Assignment: Scan the records for the line containing "Looks fine to". From there through the last line, write out each line exactly.

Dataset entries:
PR #356, opened 2021-02-17
Lost spike issues

rowleya:
Adds an incoming route, allowing the detection of default routes


andrewgait (approved):
Looks fine to me, good to have a test as well.

andrewgait:
Needs merging with master before it can be merged.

Output below:
Looks fine to me, good to have a test as well.

andrewgait:
Needs merging with master before it can be merged.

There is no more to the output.